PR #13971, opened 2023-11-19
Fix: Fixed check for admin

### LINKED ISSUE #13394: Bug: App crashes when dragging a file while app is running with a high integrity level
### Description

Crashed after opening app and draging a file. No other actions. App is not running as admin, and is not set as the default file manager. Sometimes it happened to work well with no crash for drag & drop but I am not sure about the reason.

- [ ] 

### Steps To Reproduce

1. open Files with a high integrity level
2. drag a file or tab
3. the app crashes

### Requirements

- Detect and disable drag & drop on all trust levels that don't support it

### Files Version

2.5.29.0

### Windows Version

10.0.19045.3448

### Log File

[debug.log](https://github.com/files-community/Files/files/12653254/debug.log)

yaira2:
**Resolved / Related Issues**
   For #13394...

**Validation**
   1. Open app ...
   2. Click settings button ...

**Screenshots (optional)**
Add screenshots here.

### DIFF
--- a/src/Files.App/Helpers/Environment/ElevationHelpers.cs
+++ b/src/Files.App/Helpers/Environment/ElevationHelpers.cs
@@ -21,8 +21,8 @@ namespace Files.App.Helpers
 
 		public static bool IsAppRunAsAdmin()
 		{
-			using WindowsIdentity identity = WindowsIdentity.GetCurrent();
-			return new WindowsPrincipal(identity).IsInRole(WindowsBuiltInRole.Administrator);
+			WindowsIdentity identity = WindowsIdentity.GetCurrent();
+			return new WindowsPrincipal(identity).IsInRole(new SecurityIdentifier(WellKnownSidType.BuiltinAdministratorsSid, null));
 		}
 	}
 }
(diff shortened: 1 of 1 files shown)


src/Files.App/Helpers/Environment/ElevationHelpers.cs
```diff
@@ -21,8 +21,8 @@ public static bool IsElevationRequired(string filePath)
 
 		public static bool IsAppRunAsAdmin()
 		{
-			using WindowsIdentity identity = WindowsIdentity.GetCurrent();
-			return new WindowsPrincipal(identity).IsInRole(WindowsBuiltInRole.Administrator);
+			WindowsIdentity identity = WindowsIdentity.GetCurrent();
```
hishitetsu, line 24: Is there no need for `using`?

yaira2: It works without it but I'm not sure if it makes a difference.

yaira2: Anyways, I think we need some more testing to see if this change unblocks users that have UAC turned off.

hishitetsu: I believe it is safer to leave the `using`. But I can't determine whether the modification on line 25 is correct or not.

—————

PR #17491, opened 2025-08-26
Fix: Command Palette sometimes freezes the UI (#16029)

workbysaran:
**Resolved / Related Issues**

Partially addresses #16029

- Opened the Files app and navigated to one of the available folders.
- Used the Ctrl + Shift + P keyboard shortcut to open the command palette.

—————

Your answer should be a single number: how many lines of the material contain the word "hishitetsu".

**Response below**
2